How do capex-driven and consumer-driven cycles differ?+
XLI capex-driven: business investment, defense spending, infrastructure capex, AI data center construction. Beneficiaries: CAT, DE, JCI, CARR. 5-10 year payoff cycles. XLY consumer-driven: discretionary spending, autos, housing renovation, retail, travel, restaurants. Beneficiaries: Amazon (e-commerce), Tesla (auto), HD/LOW (renovation), MCD/SBUX (food away). Cycle leadership rotates. Early-cycle: XLY leads (consumer spending recovery). Mid-cycle: XLI catches up. Late-cycle: both can lead. Recession: both fall. April 2026 setup: XLI catching up phase (capex-driven) overlaps with XLY mixed (consumer anxiety + Tesla weakness).

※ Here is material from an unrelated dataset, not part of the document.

PR #2091, opened 2024-12-03
feature: localize of zoom, geoposition, about and home control

### LINKED ISSUE #2090: Localize zoom, geoposition, about and home control
Some tooltips which isn't localized.

johnnyblasta:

How do XLI and XLY diverge?+
XLI > XLY: capex-driven cycle. Defense, infrastructure, AI capex driving. 2017-2018, 2024-2026 partial. XLY > XLI: consumer-driven cycle. Strong consumer + retail + auto. 2009-2014 (post-GFC consumer recovery), 2020-2021 (COVID stimulus). Both fall: recession (2008, 2020). Both rally: expansion (2010-2018, post-COVID 2020-2021). Long-run correlation 0.65-0.85 (both cyclicals). Strengthens during clear expansion/recession; weakens during late-cycle dispersion.